Anne wore a red suit and black sweater, with a Florentine necklace and earrings of gold and silver links. She was like a bright beacon in the unearthly light of his office, and Charles watched her walk toward him with a sense of wonder that
this stunning woman, who seemed to bring light with her, was his daughter.
He stood indecisively behind his curved desk that Ethan had designed, then walked around it to meet her, holding out his hand. “This is very nice. You've never been here.”
Anne took his hand and leaned forward and kissed his cheek. “Can we sit here?” she asked, and led the way to a gray suede couch near the windows. A silver tea service stood on the walnut coffee table in front of it. Charles, flushed with pleasure, followed her. “I remember the furniture from Grandpa's old office,” she said as she sat down. “He gave me blueprints to play with and I watched him work. You haven't changed anything.”
“No, he'd brought it all with him when he moved here, and I couldn't think of anything I wanted to be different. I didn't remember that he brought you to his office. How old were you?”
“About seven, the first time.”
“Right after your mother died. I was traveling a lot in those days, on business.”
“Yes.”
There was a pause. “I'm sorry,” Charles said. “I know I didn't spend enough time with you. I wish I had; I wish I'd known how to be what you wanted. I didn't plan it that way, you know; a lot of the time I didn't even know what was happening.”
When Anne was silent, he spread his hands, then let them drop. “The saddest thing, for me, is that I didn't make myself part of your growing up. I look at my friends who have scrapbooks and stories to tell going back through the years, and even though they may have had some bad times with their children, they have their memories and they know they were part of something that was as important as anything else in their life. And now they have friendships, the kind that grow, because they've been growing, too, right along with their children. It doesn't always end so happily, I know that, but I look at my friends who've made it with their children, and they seem so much more complete than I am. They have love, and a place to belong, and a feeling of
the generations blending into each other that I've never had. And I envy them.”
He paused, frowning slightly. It seemed to Anne that her coming to him had freed something in him so that the words spilled out; it was as if he had been waiting for that kiss on his cheek.
“I've never been friends with either of my daughters,” Charles said, his voice low. “I'd like to learn how.” He glanced at Anne, then, quickly, away. “You said once, last September when I was in Tamarack, that you didn't forgive me and couldn't love me. I keep hearing you say that. I don't know what I can do to change it. I've lost all those years of your growing up, but if we could find a way now . . .”

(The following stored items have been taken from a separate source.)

PR #1164, opened 2016-12-23
Fix Flow type ambiguity

### LINKED ISSUE #1114: ava 0.17.0 with FlowType 0.35.0 results in type-ambiguity errors
## Description

Trying to update a project to use ava 0.17.0

For what seem like pretty standard-looking ava tests to me (as far as I know), FlowType is getting all up in my face about some ambiguity relating to the new types that ava declares. I am obviously quite scandalised by all this. Oh my!

### Test Source

This is the test code in question:

```js
test('A, A->B, B->C, BC->end', (t) => {
  const tasks = [
    { fn: noop, id: 'a', label: 'a', requires: [ 'B', 'C' ] },
    { fn: noop, id: 'b', label: 'b', provides: [ 'C' ], requires: [ 'B' ] },
    { fn: noop, id: 'c', label: 'c', provides: [ 'B' ], requires: [ 'A' ] },
    { fn: noop, id: 'd', label: 'd', provides: [ 'A' ] }
  ]
  t.notThrows(() => tasks.sort(compareByMetadata))
  const ids = tasks.map((task) => task.id)
  t.deepEqual(ids, [ 'd', 'c', 'b', 'a' ])
})
```

When I run `flow_check`, I get 23 errors that are all very similar, like this:

```
test/sort-tasks.js:63
 63: test('A, A->B, B->C, BC->end', (t) => {
     ^ function call. Could not decide which case to select
201: declare module.exports: {
                             ^ callable object type. See: node_modules/ava/index.js.flow:201
  Case 2 may work:
  203: 	(name: string, run: ContextualTest): void;
       	^^^^^^^^^^^^^^^^^^^^^^^^^^^^^^^^^^^^^^^^^ function type. See: node_modules/ava/index.js.flow:203
  But if it doesn't, case 4 looks promising too:
  205: 	(name: string, run: Macros<ContextualTestContext>, ...args: Array<any>): void;
       	^^^^^^^^^^^^^^^^^^^^^^^^^^^^^^^^^^^^^^^^^^^^^^^^^^^^^^^^^^^^^^^^^^^^^^^^^^^^^ function type. See: node_modules/ava/index.js.flow:205
  Please provide additional annotation(s) to determine whether case 2 works (or consider merging it with case 4):
   63: test('A, A->B, B->C, BC->end', (t) => {
                                            ^ return
```

### Config

```json
{
  "ava": {}
}
```

### Command-Line Arguments

```
nyc ava
```

## Relevant Links

- https://github.com/jokeyrhyme/node-init.js

## Environment

```
Node.js v7.1.0
darwin 16.3.0
ava 0.17.0
npm 4.0.2
```

leebyron:
Fixes #1114

As reported in #1114, flow reports ambiguity when defining tests:

```js
test('my test', t => {})
```

Flow will report that it could apply either the `Test` type or the `Macro` type. The `Test` type is an obvious fit, but `Macro` also applies since the `...args` resolves to the empty array, and the optional `title?` attribute happens to be not provided.

My suggested fix is to merge the `Test` and `Macro` types together since `Macro` is really a superset of the `Test` type, and we don't lose any type safety by just expecting to always get Macros.

I tested this locally on a flow-typed repository and confirmed that the type ambiguity errors are solved.

### DIFF
--- a/index.js.flow
+++ b/index.js.flow
@@ -93,26 +93,23 @@ type ContextualTestContext         = TestContext         & { context: any; };
 type ContextualCallbackTestContext = CallbackTestContext & { context: any; };
 
 /**
- * Test Types
+ * Test Implementations
  */
 
-type Test                   = (t: TestContext)                   => SpecialReturnTypes | void;
-type CallbackTest           = (t: CallbackTestContext)           => void;
-type ContextualTest         = (t: ContextualTestContext)         => SpecialReturnTypes | void;
-type ContextualCallbackTest = (t: ContextualCallbackTestContext) => void;
-
-/**
- * Macro Types
- */
-
-type Macro<T> = {
-	(t: T, ...args: Array<any>): void;
+type TestFunction<T, R> = {
+	(t: T, ...args: Array<any>): R;
 	title?: (providedTitle: string, ...args: Array<any>) => string;
 };
 
-type Macros<T> =
-	| Macro<T>
-	| Array<Macro<T>>;
+type TestImplementation<T, R> =
+	| TestFunction<T, R>
+	| Array<TestFunction<T, R>>;
+
+type Test                   = TestImplementation<TestContext, SpecialReturnTypes | void>;
+type CallbackTest           = TestImplementation<CallbackTestContext, void>;
+type ContextualTest         = TestImplementation<ContextualTestContext, SpecialReturnTypes | void>;
+type ContextualCallbackTest = TestImplementation<ContextualCallbackTestContext, void>;
+
 
 /**
  * Method Types
@@ -121,8 +118,6 @@ type Macros<T> =
 type TestMethod = {
 	(              implementation: Test): void;
 	(name: string, implementation: Test): void;
-	(              implementation: Macros<TestContext>, ...args: Array<any>): void;
-	(name: string, implementation: Macros<TestContext>, ...args: Array<any>): void;
 
 	serial     : TestMethod;
 	before     : TestMethod;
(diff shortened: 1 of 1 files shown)


bookercodes:
Thanks for this, @leebyron! 

Can't wait for this to be merged 🎆. In the meantime, is there a convinent way to apply this patch, do you know?

bookercodes:
Hm. I tried to apply this locally but [ran into some trouble](https://github.com/facebook/flow/issues/3078). If anyone has any ideas, please let me know! Thanks!

novemberborn:
> My suggested fix is to merge the Test and Macro types together since Macro is really a superset of the Test type, and we don't lose any type safety by just expecting to always get Macros.

I haven't looked at (these, or any, really) Flow definitions much. From the `test()` method's perspective the `t => {}` function is a _test implementation_. "Macro" is more a way of explaining how to reuse test implementations, AVA doesn't care. Perhaps the types can be renamed `Implementation` rather than `TestOrMacro`?

Besides that, if Flow-users could try out this PR that'd be great. I don't really know how to test it myself.

leebyron:
Great suggestion - I cleaned up the names of the types.

Anyone who would like to test this out locally, here's how I'm doing it:

* Clone AVA with this PR applied (https://github.com/leebyron/ava/tree/fix-flow-types) locally.
* From the directory you cloned to, run `npm link` to have npm use that as the source for `ava`.
* From your project that suffers from #1114, run `npm link ava`, then run `flow check` - you should no longer see flow complaining about AVA internals, and only see errors about your own code.
* (`npm unlink`)

bookercodes:
@leebyron Ah, I guess you could say `npm link` was the missing... _link_. Gosh, I'm hilarious!

Jokes aside, I managed to apply your fix locally and things work smoothly in my project, thanks!

sindresorhus:
Thanks for helping us out with this one @leebyron. We really appreciate it. No one on the team has much experience with Flow.

leebyron:
Thanks for the merge. Feel free to shout my way if you ever need help with anything related to type definitions.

He sat up straight, changing the subject as if afraid of what she might say. “I'm sorry, I'm not being a good host. Would you like tea? Or coffee?” He touched the silver teapot. “This is cold, but we have plenty in the kitchen, keeping hot. What would you like? Croissants? Or toast? I bought éclairs, too; I remember you used to love themâwhat is it? Is something wrong?”
“No.” Anne shook her head sharply.
There is nothing in the world as good as chocolate éclairs. They're wonderfully messy to eat. Definitely my favorite.
“I don't eat them anymore; I haven't for a long time. Just tea would be fine.”
Charles went to the door and opened it and spoke to his secretary, who followed him almost immediately with another silver teapot, this one steaming, and a covered basket. “I haven't had breakfast; I hope you won't mind if I eat.”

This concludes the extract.